> The task: Please return every line of the records below that holds the word "inputs".

> Supplied data:
※ ※ ※
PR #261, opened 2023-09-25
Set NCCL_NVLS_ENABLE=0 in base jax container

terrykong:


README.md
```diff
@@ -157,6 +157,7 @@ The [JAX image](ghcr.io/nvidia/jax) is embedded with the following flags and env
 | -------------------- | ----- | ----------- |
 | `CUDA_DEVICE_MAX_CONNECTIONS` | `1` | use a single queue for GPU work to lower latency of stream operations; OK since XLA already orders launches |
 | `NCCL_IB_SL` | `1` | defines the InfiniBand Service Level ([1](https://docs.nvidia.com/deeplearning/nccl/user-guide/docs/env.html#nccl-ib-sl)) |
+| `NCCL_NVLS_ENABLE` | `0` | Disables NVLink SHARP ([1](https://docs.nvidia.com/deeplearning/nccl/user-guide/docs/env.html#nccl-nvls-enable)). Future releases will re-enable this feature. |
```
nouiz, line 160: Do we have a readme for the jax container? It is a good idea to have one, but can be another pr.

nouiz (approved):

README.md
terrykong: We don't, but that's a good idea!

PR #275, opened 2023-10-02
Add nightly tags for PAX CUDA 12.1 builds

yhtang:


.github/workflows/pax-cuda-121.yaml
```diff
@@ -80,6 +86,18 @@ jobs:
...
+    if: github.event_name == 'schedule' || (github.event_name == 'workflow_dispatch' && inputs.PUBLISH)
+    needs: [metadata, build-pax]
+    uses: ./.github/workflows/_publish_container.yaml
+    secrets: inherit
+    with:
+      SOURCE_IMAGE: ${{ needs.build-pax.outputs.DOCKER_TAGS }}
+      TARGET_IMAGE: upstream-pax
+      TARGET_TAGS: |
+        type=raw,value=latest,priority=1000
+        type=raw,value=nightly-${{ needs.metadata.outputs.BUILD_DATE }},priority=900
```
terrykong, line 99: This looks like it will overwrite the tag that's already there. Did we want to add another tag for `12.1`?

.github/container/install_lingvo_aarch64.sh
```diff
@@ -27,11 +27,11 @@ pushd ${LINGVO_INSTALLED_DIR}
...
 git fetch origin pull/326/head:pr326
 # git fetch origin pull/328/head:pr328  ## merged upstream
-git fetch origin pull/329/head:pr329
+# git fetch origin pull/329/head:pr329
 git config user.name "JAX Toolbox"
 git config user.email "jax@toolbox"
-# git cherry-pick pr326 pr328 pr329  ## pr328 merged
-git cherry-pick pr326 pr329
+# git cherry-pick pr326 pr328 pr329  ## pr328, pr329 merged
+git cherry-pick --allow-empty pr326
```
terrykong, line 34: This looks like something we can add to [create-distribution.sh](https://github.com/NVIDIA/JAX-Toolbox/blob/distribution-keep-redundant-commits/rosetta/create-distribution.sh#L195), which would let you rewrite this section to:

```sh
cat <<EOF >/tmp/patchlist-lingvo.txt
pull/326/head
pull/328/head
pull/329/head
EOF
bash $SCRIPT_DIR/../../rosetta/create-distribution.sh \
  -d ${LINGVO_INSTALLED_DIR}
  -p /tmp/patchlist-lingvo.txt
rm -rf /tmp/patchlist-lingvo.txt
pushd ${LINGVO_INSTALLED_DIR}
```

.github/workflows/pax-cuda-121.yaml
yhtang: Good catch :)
※ ※ ※
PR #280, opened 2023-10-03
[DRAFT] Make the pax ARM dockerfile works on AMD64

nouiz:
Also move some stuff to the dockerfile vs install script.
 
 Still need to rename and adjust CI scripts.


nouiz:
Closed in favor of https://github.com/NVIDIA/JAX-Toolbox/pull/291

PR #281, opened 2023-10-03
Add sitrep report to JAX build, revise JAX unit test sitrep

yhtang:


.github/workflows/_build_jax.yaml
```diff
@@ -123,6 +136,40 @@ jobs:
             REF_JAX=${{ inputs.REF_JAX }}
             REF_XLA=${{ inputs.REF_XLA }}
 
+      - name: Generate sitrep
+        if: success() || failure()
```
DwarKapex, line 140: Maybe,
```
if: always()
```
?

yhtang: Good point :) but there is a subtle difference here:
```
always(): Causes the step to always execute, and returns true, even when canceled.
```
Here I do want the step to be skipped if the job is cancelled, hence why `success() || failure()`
※ ※ ※
> Solved problem:
+    if: github.event_name == 'schedule' || (github.event_name == 'workflow_dispatch' && inputs.PUBLISH)
             REF_JAX=${{ inputs.REF_JAX }}
             REF_XLA=${{ inputs.REF_XLA }}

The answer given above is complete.